┏━━

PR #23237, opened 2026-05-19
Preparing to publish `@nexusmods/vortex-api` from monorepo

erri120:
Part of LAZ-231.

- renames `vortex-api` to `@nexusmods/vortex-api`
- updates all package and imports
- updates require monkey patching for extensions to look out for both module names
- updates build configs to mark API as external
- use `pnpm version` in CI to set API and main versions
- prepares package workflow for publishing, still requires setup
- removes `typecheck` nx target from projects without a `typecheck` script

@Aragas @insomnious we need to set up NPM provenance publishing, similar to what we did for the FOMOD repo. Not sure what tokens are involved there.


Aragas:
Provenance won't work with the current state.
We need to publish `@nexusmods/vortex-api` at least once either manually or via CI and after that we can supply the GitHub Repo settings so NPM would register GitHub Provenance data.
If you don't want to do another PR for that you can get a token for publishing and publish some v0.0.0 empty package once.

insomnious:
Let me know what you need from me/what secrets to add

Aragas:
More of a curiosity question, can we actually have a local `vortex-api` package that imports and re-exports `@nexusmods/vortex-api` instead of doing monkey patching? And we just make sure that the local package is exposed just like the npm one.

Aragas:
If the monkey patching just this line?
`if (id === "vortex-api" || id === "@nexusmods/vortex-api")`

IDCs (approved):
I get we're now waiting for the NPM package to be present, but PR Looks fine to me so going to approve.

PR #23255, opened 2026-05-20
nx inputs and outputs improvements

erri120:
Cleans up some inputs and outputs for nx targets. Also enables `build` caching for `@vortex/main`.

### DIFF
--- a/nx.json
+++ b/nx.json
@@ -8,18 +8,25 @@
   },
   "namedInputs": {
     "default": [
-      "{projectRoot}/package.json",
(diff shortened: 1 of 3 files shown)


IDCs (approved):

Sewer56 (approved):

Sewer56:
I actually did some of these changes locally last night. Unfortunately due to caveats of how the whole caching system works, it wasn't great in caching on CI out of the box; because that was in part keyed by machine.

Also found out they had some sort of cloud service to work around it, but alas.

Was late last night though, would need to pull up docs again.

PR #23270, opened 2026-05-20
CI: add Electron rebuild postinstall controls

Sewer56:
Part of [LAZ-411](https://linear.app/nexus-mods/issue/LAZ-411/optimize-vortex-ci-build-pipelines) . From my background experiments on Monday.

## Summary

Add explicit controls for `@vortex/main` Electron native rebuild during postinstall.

┗━━

Once the line containing "- updates require" has been written out, please stop; every line before it, back to the first line of the records above, should be given exactly.

[ANSWER TO THIS PROBLEM]
PR #23237, opened 2026-05-19
Preparing to publish `@nexusmods/vortex-api` from monorepo

erri120:
Part of LAZ-231.

- renames `vortex-api` to `@nexusmods/vortex-api`
- updates all package and imports
- updates require monkey patching for extensions to look out for both module names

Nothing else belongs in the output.